The case of Harrison v Harrison involved a situation where the deceased, a farmer with a farm worth $3.23 million, left the farm to his only son, providing nothing for his 3 daughters. The son promised his sisters that he would transfer part of the land to them, so the sisters did not make a claim for family provision within the

required time frame and the property was transferred to the son, who then reneged on his promise to his sisters. The sisters brought a claim against their brother, claiming he had made representations to them that they had relied on to their detriment and that should be prevented (estopped) from refusing to honour his representations. The court held that the daughters were entitled to 10% of the farm each.
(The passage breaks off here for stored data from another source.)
PR #328, opened 2020-02-05
unit-test: Remove mock_ugui.c.

conte91:
UGUI mocking in the unit test framework seems to be unused
in the tests. Since test_ugui was introduced, the actual UGUI
module is being compiled in libbitbox. This causes (unpredictable)
double definition errors of the UG_* symbols.


conte91:
@NickeZ it looks like this issue came out after #298 was merged. Is there any reason for keeping `mock_ugui.c` in the test code?

test/unit-test/CMakeLists.txt
```diff
@@ -55,7 +55,6 @@ add_library(bitbox
   framework/mock_memory.c
   framework/mock_qtouch.c
   framework/mock_gestures.c
-  framework/mock_ugui.c
```
benma: also delete the actual file!

PR #329, opened 2020-02-05
memory: add functions to get/set multisig account registrations

benma:


src/memory/memory.c
```diff
@@ -98,6 +98,23 @@ typedef union {
     uint8_t bytes[CHUNK_SIZE];
 } chunk_1_t;
 
+typedef struct __attribute__((__packed__)) {
+    // verison fixed at 0xFF for now - can be repurposed to turn this struct into an union to
```
TheCharlatan: s/verison/version/

benma: :+1:

test/unit-test/test_memory_functional.c
```diff
@@ -0,0 +1,109 @@
...
+    assert_string_equal(name, names[1]);
+    // rename
+    const char* name0_renamed = "name 1 renamed";
+    assert_int_equal(
+        MEMORY_MULTISIG_SET_BY_HASH_RESULT_OK,
+        memory_multisig_set_by_hash(hashes[0], name0_renamed));
+    assert_true(memory_multisig_get_by_hash(hashes[0], name));
+    assert_string_equal(name, name0_renamed);
+
+    // rename to a name which already exists fails (duplicate name).
```
NickeZ: Could you also check that the old data still is there after a failed write?

test/unit-test/test_memory_functional.c
```diff
@@ -0,0 +1,109 @@
...
+    assert_int_equal(
+        MEMORY_MULTISIG_SET_BY_HASH_RESULT_ERR_DUPLICATE_NAME,
+        memory_multisig_set_by_hash(hashes[0], names[1]));
+    assert_int_equal(
+        MEMORY_MULTISIG_SET_BY_HASH_RESULT_ERR_DUPLICATE_NAME,
+        memory_multisig_set_by_hash(hashes[1], name0_renamed));
+
+    // Only 5 slots available.
```
NickeZ: I think this test should be in its own function. There should also be some "setup()" function that resets the whole memory to `0xff`.

src/memory/memory.h
```diff
@@ -207,4 +213,37 @@ USE_RESULT bool memory_check_noise_remote_static_pubkey(const uint8_t* pubkey);
...
+typedef enum {
+    // success
+    MEMORY_MULTISIG_SET_BY_HASH_RESULT_OK,
+    // there was no more free slot available.
+    MEMORY_MULTISIG_SET_BY_HASH_RESULT_ERR_FULL,
+    // a different multisig with the same name already exists.
+    MEMORY_MULTISIG_SET_BY_HASH_RESULT_ERR_DUPLICATE_NAME,
+    // memory write error
+    MEMORY_MULTISIG_SET_BY_HASH_RESULT_ERR_UNKNOWN,
+} memory_multisig_set_by_hash_result_t;
```
NickeZ: this type is very long. Couldn't you reuse the error codes within at least multisig? Why are there error codes unique to `SET_BY_HASH` ?

NickeZ: I believe the goal is to have a single error type in the whole project, so at least try to have a single one in each module. So I think `memory_result_t` should be enough.

src/memory/memory.c
```diff
@@ -710,3 +727,77 @@ bool memory_add_noise_remote_static_pubkey(const uint8_t* pubkey)
...
     return _write_chunk(CHUNK_1, chunk.bytes);
 }
+
+memory_multisig_set_by_hash_result_t memory_multisig_set_by_hash(
+    const uint8_t* hash,
+    const char* name)
+{
+    chunk_2_t chunk = {0};
+    CLEANUP_CHUNK(chunk);
+    _read_chunk(CHUNK_2, chunk_bytes);
```
NickeZ: what is `chunk_bytes`?

src/memory/memory.h
```diff
@@ -207,4 +213,37 @@ USE_RESULT bool memory_check_noise_remote_static_pubkey(const uint8_t* pubkey);
...
+ * MEMORY_MULTISIG_NUM_ENTRIES different configs can be stored.
+ * If a name is already stored with this hash, the old name will be overwritten.
+ * It's the callers responsibility to validate the name.
+ * @param[in] hash hash identifying the multisig config.
+ * @param[in] human readable name. Must be at most MEMORY_MULTISIG_NAME_MAX_LEN bytes,
+ * including the null terminator (otherwise the name will be truncated).
+ * @return see memory_multisig_set_by_hash_result_t.
+ */
+USE_RESULT memory_multisig_set_by_hash_result_t
+memory_multisig_set_by_hash(const uint8_t* hash, const char* name);
```
NickeZ: I suspect that you can clear an entry by calling it with hash=`0xff...` and name="". Could you either document that or add a function for removing entries?

src/memory/memory.c
```diff
@@ -710,3 +727,77 @@ bool memory_add_noise_remote_static_pubkey(const uint8_t* pubkey)
...
+        const multisig_configuration_t* multisig = &chunk.fields.multisig_configs[i];
+        if (STREQ(multisig->name, name)) {
+            if (!MEMEQ(multisig->hash, hash, sizeof(multisig->hash))) {
+                return MEMORY_MULTISIG_SET_BY_HASH_RESULT_ERR_DUPLICATE_NAME;
+            }
+            // config already exists (equal), early abort, skipping another write.
+            return MEMORY_MULTISIG_SET_BY_HASH_RESULT_OK;
+        }
+    }
+
```
NickeZ: Could you write a comment that this loop is doing two things. Both find the *first* empty index `empty_index` and find the index of the hash if the hash is present and select that for storing into.

src/memory/memory.c
```diff
@@ -710,3 +727,77 @@ bool memory_add_noise_remote_static_pubkey(const uint8_t* pubkey)
...
+    }
+    if (!found && !empty_found) {
+        return MEMORY_MULTISIG_SET_BY_HASH_RESULT_ERR_FULL;
+    }
+    if (!found) {
+        write_index = empty_index;
+    }
+    multisig_configuration_t* multisig = &chunk.fields.multisig_configs[write_index];
+    memcpy(multisig->hash, hash, sizeof(multisig->hash));
+    memset(multisig->name, 0, sizeof(multisig->name));
```
NickeZ: It's nicer to use '\0' when emptying a string.

test/unit-test/test_memory_functional.c
benma: Done.

test/unit-test/test_memory_functional.c
benma: Done

src/memory/memory.h
benma: Good point, done!

src/memory/memory.c
benma: Same as chunk.bytes, fixed. Will fix it in the other functions in a different PR.

src/memory/memory.h
benma: Good catch. I am now explicitly disallowing 0xff... and empty name, and will add a deletion function in the next PR.

src/memory/memory.c
benma: Done

src/memory/memory.c
benma: Done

In Mahoney v Mahoney, a mother with 4 daughters and 2 sons made a Will giving a farm worth almost $3 million to one son. On the same day that she made her Will, she transferred the property to that same son for no payment and one year later she transferred all the livestock to that same son, again for no payment. For over 30 years the family had all understood and agreed that the farm and livestock would be left equally to the two sons, however the two sons had experienced a falling out and the court held that the son who received everything from his mother during her life held half of the assets on trust for his brother and was “estopped” from denying that his brother was entitled to half of it. The Court also found that the brother had used undue influence to persuade his mother to transfer the land and livestock to him.

These cases indicate that, with proper legal advice, there are avenues to address difficult situations and even more importantly, that there is no substitute for expert legal advice in addressing your estate planning.